The relative lack of spoken language in puppetry mentioned by Brecht and practiced by Bread and Puppet Theater allows for a much more form of communication than other theater: through motion and image more than through dialogue. For instance, in Bread and Puppet, around the 40 minute mark, although both characters (I forget their names, but they represent capitalism and communal living) are speaking, far more information is conveyed through their appearances and the non-speaking characters’ movements than through their dialogue, which is mostly throwaway jokes.

Week 9 Writing Assign Susie Xu

Process Notes: I was going to write a pamphlet on how to know if you are a lesbian, but then I checked the Super Tuesday polls and subsequent discussions on Sanders and socialism and was reminded of the fervent declaration made by other candidates on their loyalty to capitalism. Gender equality and feminism, but more importantly feminist movements are often discussed as if they can only survive in a “liberal” environment, so I wanted to do something that offends that aesthetic. Originally the plan was to put Mao’s quote on one side and his face the other, but then I realized people are probably not going to be familiar with his saying and the language betrays its origin from outside the contemporary feminist movement.

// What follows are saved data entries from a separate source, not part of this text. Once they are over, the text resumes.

Issue #232, opened 2021-09-14
Split `test_machete.py` into command-specific test files (`test_github.py`, `test_show.py` etc.)


PawelLipski:

AABur:
I like to implement this task.

But first, I suggest connecting [Codecov](https://about.codecov.io/) to control code coverage by tests.
CircleCI doesn't provide the ability to control code coverage. 
The connection of Codecov is straightforward with GitHub Actions.
You can see the result in my [fork](https://github.com/AABur/git-machete/tree/develop). An appropriate `badge` is added there. Here you can see what [Codecov Report](https://github.com/AABur/git-machete/pull/3#issuecomment-1100237043) looks like.

Firstly, it will avoid breaking or losing some of the tests.
Secondly, it will be easy to control the coverage of the code by the tests in future updates.

PawelLipski:
Wow I see your fork, nice 🚀 

Actually, we've got _some_ automation for code coverage: `coverage` results are upload as artifacts on each CircleCI build, you can check e.g. [latest develop build's Artifacts](https://app.circleci.com/pipelines/github/VirtusLab/git-machete/1855/workflows/eb949dbb-6996-4586-a350-7165f7110970/jobs/8312/artifacts) -> [coverage/index.html](https://output.circle-artifacts.com/output/job/b7de3a97-2d6c-42c0-ac0a-0d9edb219188/artifacts/0/coverage/index.html)

But Codecov is much smoother indeed. Would you mind opening a pull request from your fork?

Also! how did you learn about this project, was it via [goodfirstissues.com](https://goodfirstissues.com/) ?

AABur:
Regarding CircleCI, I understand how it is realised. But it's nothing more than the storage of a coverage report. And it's not clear at all. Codecov provides code coverage checks that are more straightforward and transparent. Especially for Pull Request.

Yes! I found this project on [goodfirstissues.com](https://goodfirstissues.com/).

Paradoxically, painting this was a really soothing process that quelled some of my anger. It’s making me think artists catharsis like theatre is political in their message but also in how they help its participants work though sentiments.

Week 9 Writing Assignment Mikey McNicholas

Process Notes:

I was originally going to make a poster or banner of some kind that had a kind of Giving Tree vibe about a mom and greedy children. However, the whole nature-is-a-mother-we-are-taking-advantage-of form of environmental awareness is so played out, especially in my writing. 

I thought the Bread and Puppet Theatre stuff we looked at was awesome, so I tried my best shot at making a how-to kind of like the one we read. Deciding what “how to’s” I wanted to add was the most difficult part of making this because I wanted issues/guides that felt relevant, but I could still write in a sort of sarcastic tone. I wanted to have a mix of drawings and words so that it still felt like a visual poem rather than something I could have just typed up. 

 

(Hopefully the file uploads properly. Fingers crossed.)

 

HowYouCanSaveThePlanet

Week 9 Wreading Response Mikey McNicholas

The alienation effect – or at least the attempt to create it – is a very new way of thinking about looking at / depicting the world for me. Rather than trying to imitate life and the attitudes we have about it like pretty much every movie I have ever seen, this technique looks at situations from a viewpoint that most might overlook. In this way, an attempt to achieve the alienation effect is an attempt to defamiliarize. By defamiliarizing everyday life, we can bring about political discourse from a myriad of angles, from “the man” looming over head to the little things that tick us off on our way to work. When we take a second look at everything, even the the mundane, we can bring about discussions that have been swept under the rug or have never even seen the light of day. 

The way Brecht described the alienation effect, I understood a large aspect of it to be looking at the world with an unfamiliar eye. When talking about social change, I think this aspect is very important. This forces us out of complacency. It reminds us to look at our society from (for lack of a better term) an outsider’s point of view. This forces us to see the things we put up with regularly as they truly are, worms and all. 

I understood “the old art of poetry” to be a kind of call to action. The book invites people to start looking at the world through the eyes of people such as the Chinese actors, Brecht and Schumann. This is done by discussing the silence of puppetry in parallel with political complacency. The reader must look at their own views on the world and if they are the views they really want to have.